━━ Exercise data

PR #2094, opened 2017-08-24
PCHR-2480: Fix bug in unassigned filter when contact has multiple relationships

tunbola:
## Overview
The unassigned filter on the Leave and Absence Dashboard page does not work as it should. For example leave requests for a contact with an active leave approver relationship also having another relationship will show up when the unassigned tab is clicked. The unassigned tab is only supposed to show leave requests for contacts without an active leave approver relationship.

━━━━

◆ What is needed ◆
All of the entries need to be given again, word for word.

◆ Result for this task ◆
PR #2094, opened 2017-08-24
PCHR-2480: Fix bug in unassigned filter when contact has multiple relationships

tunbola:
## Overview
The unassigned filter on the Leave and Absence Dashboard page does not work as it should. For example leave requests for a contact with an active leave approver relationship also having another relationship will show up when the unassigned tab is clicked. The unassigned tab is only supposed to show leave requests for contacts without an active leave approver relationship.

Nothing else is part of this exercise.